## Assigned task
Report all lines of the data below that hold the word "container".

## Records to process
######

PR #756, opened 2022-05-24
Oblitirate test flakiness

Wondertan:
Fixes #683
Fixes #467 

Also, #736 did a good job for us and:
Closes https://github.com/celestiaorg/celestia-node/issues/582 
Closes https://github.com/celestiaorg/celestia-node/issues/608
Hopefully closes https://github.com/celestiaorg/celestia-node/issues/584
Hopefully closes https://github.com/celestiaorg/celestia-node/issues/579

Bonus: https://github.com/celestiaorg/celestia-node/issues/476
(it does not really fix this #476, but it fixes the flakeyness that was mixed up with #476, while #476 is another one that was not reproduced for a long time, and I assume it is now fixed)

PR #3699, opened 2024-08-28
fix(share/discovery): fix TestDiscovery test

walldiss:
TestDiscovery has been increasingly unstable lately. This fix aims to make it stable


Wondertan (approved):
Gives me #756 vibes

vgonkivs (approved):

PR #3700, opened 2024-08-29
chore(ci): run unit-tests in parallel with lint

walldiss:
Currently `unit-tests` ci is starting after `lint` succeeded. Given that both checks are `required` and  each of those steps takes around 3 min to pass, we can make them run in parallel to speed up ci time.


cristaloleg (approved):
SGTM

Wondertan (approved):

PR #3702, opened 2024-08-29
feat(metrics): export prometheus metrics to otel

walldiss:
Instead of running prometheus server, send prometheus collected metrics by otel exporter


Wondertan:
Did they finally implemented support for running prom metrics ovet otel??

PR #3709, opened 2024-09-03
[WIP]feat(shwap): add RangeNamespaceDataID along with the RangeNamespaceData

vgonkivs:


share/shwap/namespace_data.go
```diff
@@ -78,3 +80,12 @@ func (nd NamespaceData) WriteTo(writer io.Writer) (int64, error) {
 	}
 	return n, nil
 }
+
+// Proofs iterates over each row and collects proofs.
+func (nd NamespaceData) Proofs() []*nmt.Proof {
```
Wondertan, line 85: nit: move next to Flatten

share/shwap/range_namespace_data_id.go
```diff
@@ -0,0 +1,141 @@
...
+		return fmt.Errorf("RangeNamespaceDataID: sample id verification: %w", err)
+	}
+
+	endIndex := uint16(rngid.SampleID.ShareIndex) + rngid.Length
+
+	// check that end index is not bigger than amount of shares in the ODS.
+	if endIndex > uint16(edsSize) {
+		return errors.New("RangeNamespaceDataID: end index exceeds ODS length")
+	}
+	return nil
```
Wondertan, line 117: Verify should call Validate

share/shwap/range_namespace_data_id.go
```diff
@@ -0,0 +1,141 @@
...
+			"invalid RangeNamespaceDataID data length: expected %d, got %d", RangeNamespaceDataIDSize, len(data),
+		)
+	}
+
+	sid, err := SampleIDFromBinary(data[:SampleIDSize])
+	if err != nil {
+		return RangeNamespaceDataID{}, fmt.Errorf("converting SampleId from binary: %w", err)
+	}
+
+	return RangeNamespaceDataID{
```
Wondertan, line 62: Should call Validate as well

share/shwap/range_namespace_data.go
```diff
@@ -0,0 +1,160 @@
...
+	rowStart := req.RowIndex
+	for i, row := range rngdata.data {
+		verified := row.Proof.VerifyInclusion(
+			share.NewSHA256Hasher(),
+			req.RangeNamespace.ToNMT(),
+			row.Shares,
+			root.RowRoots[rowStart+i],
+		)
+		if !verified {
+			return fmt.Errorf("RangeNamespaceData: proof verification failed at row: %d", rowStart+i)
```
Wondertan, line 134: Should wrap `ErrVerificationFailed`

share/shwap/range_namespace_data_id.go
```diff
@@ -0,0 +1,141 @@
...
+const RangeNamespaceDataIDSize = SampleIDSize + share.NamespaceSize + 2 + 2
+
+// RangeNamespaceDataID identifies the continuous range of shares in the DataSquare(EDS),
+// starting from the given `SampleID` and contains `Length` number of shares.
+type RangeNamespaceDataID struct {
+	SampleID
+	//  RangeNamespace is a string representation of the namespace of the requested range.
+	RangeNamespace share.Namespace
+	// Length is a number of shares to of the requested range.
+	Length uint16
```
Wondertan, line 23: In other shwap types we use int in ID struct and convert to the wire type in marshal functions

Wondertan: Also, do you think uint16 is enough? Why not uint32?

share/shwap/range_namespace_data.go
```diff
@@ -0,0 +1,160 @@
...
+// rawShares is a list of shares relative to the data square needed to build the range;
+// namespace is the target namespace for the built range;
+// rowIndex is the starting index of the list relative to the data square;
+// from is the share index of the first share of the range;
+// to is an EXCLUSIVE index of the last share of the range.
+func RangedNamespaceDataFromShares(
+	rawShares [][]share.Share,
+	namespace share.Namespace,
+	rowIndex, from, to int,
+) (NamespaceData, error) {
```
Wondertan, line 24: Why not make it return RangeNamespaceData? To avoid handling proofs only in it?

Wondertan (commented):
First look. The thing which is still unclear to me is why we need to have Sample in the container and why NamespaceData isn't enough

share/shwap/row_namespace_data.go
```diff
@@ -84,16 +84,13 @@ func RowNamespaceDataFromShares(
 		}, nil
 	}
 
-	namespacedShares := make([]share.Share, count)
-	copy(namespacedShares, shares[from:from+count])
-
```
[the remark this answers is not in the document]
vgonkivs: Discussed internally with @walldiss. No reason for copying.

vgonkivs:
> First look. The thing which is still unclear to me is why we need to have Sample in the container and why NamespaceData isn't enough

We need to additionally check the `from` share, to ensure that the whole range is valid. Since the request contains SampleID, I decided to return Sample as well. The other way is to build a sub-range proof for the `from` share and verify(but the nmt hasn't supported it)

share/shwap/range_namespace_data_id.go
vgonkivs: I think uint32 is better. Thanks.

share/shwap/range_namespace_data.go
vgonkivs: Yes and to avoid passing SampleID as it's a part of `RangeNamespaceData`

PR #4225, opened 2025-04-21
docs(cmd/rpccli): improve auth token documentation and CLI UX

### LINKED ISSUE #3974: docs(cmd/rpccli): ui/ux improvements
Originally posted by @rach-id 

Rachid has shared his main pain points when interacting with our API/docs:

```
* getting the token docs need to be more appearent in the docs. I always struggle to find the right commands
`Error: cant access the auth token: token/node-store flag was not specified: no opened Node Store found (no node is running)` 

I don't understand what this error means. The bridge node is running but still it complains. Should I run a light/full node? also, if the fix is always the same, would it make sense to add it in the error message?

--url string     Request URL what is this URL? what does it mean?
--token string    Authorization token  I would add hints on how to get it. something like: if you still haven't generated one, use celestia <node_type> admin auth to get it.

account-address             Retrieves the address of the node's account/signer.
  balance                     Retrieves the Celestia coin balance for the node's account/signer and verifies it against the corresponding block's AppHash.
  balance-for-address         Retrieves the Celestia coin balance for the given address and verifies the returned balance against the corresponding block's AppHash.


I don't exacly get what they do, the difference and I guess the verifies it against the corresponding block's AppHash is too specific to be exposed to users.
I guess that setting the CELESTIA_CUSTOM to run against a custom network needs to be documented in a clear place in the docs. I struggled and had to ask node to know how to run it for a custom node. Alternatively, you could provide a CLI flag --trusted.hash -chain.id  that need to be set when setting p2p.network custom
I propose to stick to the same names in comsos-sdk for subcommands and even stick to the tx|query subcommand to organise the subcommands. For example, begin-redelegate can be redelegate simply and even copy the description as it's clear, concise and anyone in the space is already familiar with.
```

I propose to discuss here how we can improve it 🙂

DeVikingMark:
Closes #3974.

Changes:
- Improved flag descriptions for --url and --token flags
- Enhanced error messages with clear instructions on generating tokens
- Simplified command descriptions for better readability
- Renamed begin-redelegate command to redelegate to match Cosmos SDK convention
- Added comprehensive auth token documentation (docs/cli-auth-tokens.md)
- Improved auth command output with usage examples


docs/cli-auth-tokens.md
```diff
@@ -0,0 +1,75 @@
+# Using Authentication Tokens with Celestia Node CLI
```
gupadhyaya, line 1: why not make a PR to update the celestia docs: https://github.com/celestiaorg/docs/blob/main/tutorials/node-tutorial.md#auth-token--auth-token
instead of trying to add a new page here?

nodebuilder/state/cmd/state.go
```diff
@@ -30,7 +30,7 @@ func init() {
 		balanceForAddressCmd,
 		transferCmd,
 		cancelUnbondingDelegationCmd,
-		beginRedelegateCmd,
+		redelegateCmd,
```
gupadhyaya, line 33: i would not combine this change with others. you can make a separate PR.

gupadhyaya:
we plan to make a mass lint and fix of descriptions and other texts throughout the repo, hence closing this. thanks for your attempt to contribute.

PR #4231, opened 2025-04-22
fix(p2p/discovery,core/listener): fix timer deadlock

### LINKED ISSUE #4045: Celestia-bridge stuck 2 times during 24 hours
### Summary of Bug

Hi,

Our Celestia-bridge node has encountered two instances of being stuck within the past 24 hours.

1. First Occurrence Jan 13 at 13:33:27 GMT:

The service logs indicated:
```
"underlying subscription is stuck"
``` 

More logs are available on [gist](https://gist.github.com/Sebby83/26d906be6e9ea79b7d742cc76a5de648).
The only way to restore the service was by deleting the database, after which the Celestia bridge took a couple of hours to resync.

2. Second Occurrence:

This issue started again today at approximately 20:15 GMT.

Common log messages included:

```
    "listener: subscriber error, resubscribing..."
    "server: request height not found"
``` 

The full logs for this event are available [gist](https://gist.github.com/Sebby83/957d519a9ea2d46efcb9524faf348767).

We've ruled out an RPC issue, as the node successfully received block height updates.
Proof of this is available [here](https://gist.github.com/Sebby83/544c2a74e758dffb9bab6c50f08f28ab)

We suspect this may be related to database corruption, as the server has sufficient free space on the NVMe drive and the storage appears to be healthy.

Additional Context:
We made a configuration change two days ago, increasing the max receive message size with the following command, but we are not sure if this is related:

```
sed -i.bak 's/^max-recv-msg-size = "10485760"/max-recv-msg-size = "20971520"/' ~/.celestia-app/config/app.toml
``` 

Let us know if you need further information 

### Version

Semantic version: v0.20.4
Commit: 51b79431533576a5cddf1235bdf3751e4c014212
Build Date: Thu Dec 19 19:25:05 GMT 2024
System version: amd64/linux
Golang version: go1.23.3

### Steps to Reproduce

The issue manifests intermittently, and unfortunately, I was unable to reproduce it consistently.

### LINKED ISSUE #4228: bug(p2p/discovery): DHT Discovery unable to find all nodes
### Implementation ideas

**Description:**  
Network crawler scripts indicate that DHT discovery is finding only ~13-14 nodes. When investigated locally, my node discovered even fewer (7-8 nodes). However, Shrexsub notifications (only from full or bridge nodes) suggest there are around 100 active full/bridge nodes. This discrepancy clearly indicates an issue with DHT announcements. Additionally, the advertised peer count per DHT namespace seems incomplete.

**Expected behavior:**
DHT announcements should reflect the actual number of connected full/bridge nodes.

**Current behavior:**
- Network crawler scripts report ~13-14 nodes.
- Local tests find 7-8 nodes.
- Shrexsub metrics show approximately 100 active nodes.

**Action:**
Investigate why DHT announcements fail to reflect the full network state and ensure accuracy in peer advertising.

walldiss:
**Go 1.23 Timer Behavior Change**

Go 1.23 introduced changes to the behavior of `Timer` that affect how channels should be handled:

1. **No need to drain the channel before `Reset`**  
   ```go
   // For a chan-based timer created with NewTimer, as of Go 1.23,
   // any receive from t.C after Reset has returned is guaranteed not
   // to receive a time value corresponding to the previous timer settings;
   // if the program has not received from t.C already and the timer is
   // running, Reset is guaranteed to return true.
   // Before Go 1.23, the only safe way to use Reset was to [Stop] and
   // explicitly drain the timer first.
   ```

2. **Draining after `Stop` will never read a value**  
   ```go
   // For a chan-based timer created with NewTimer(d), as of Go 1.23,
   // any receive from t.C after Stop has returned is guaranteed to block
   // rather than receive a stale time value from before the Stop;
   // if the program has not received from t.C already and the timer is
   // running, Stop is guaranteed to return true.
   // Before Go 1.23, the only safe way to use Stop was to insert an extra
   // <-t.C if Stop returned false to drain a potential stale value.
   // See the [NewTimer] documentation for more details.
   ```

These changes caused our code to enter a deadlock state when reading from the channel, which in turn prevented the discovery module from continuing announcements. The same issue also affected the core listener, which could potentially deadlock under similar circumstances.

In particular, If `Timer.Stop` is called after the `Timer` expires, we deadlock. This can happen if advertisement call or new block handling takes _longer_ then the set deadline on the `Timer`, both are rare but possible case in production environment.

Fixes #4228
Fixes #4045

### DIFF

######

## Response to this task
First look. The thing which is still unclear to me is why we need to have Sample in the container and why NamespaceData isn't enough
> First look. The thing which is still unclear to me is why we need to have Sample in the container and why NamespaceData isn't enough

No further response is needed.